Jika mereka akan pergi berlibur bersama dengan junior, ia tidak akan berpikir dua kali dan langsung menyetujuinya. Tapi jika hanya pergi berdua tanpa junior, ia masih berat mengatakan iya.
"kita akan mulai bekerja bersama minggu depan"
"bersama?" meri merasa ada hal tersembunyi di balik kata itu.
Ilham mengeratkan pelukannya di pinggang istrinya dan menarik wajahnya mendekat.
"Mmm, bersama. Kau dan aku akan menjadi profesor dan dokter di rumah sakit yang sama. Kau berada do bawah bimbinganku jadi aku bisa menjagamu setiap waktu"
"tunggu dulu. Apa kau melakukan ini agar kau bisa berdekatan dengan para penggemarmu?" meri menatap dengan pancaran menuduh.
"aku hanya ingin menjagamu dari mereka. Tapi sayang, karena tidak mengakui hubungan kita aku harus menghukummu"

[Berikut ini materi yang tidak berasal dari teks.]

PR #219, opened 2021-03-30
move ajv to v8+ dataPath -> instancePath

blankdots:
### Description

Switching to v8 introduced some issues: https://github.com/ajv-validator/ajv/blob/master/docs/v6-to-v8-migration.md#new-features

```
JSON Schema validation errors changes:

    dataPath property replaced with instancePath
    "should" replaced with "must" in the messages
    property name is removed from "propertyName" keyword error 
      message (it is still available in error.params.propertyName).

```
### Type of change

### Changes Made

`dataPath` property replaced with `instancePath`

### Testing

- [x] Tests do not apply

### Mentions

I am not sure about `propertyName` but does not seem there is any error, or we are not using the `name` and we are using the `error message` from `propertyName`.


blankdots:
closing as this does not seem to be the case, we do need an integration tests for this.

saulipurhonen (approved):
Tested and works great. Might need to clear browser cache

PR #222, opened 2021-03-31
Test blur on form field

### LINKED ISSUE #221: Test form field blur
#### Proposed solution

We don't test for blur events on form fields. These events can cause errors with validation and should be tested.

#### DoD (Definition of Done)

Blur events are tested.

saulipurhonen:
### Description

AJV package update revealed untested piece on form field validation. 
Validation triggers on blur and this event should be tested.

### Related issues

Closes #221 

### Type of change

### Changes Made

- Test blur event in `WizardFillObjectDetailsForm.test.js`
- Check that data exists in forms `handleChange` method
- Added test id to get the input from Material Textfield

### Testing

- [x] Integration Tests

### DIFF
--- a/src/__tests__/WizardFillObjectDetailsForm.test.js
+++ b/src/__tests__/WizardFillObjectDetailsForm.test.js
@@ -2,7 +2,7 @@ import React from "react"
 
 import "@testing-library/jest-dom/extend-expect"
 import { ThemeProvider } from "@material-ui/core/styles"
-import { render, screen, waitFor } from "@testing-library/react"
+import { fireEvent, render, screen, waitFor } from "@testing-library/react"
 import { Provider } from "react-redux"
 import configureStore from "redux-mock-store"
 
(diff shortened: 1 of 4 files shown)


hannyle (approved):
Looks good to me.

For **_Check that data exists in forms handleChange method_** I think we also have the function `checkFormCleanedValuesEmpty`. `clone` returns an object so I wonder if if can check the data exists.

saulipurhonen:
> Looks good to me.
> 
> For **_Check that data exists in forms handleChange method_** I think we also have the function `checkFormCleanedValuesEmpty`. `clone` returns an object so I wonder if if can check the data exists.

In this particular case input field rises error in the test case if `clone` is undefined. It seems that deep clone takes some time and the variable wasn't ready in the next assignment. Check for `clone` status gets past this error.

blankdots (approved):

lilachic (approved):

PR #233, opened 2021-04-07
DAC is an acronym treat it as one

blankdots:
### Description

We need to be able to process the object type as they are defined in the schemas yet still maintain them consistent through the UI. `DAC` is an acronym and should be handled as one.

Hukuman yang di maksud ilham selama ini tidak akan jauh dari hubungan ranjang. Tapi dia sedang hamil dan tadi pagi mereka melakukannya.
Ini baru dua belas jam berlalu dan mereka tidak bisa melakukannya secepat itu.
"suamiku, aku tadi stres karena pertanyaan mereka. Kau tahukan ibu hamil tidak boleh stres. Sekarang kau malah ingin menghukumku"
"hahaha, sayang. Saat kau mengatakan suamiku, aku sudah tahu kau akan memohon dan menggodaku. Kau merasa itu akan bekerja untuk menipuku" ejek ilham menatap lembut istrinya.
"jadi, apakah ini bekerja?"
"Mmm, kau menang. Tapi, temani aku makan. Aku sangat lapar"
Ilham tidak ingin mengungkit bahwa istrinya itu menahan lapar karena menangis seharian.
Wajah putihnya berubah merah dan bengkak setiap kali ia menangis dalam waktu lama lama ia sudah tahu apa yang terjadi.
Saat pertemuan, ilham sudah makan bersama dengan investor tapi untuk membujuk istrinya agar makan maka ia mengorbankan dirinya yang mungkin akan sakit perut atau sesak akibat kekenyangan. Tapi tidak masalah selama istrinya bisa makan dan tidak kelaparan.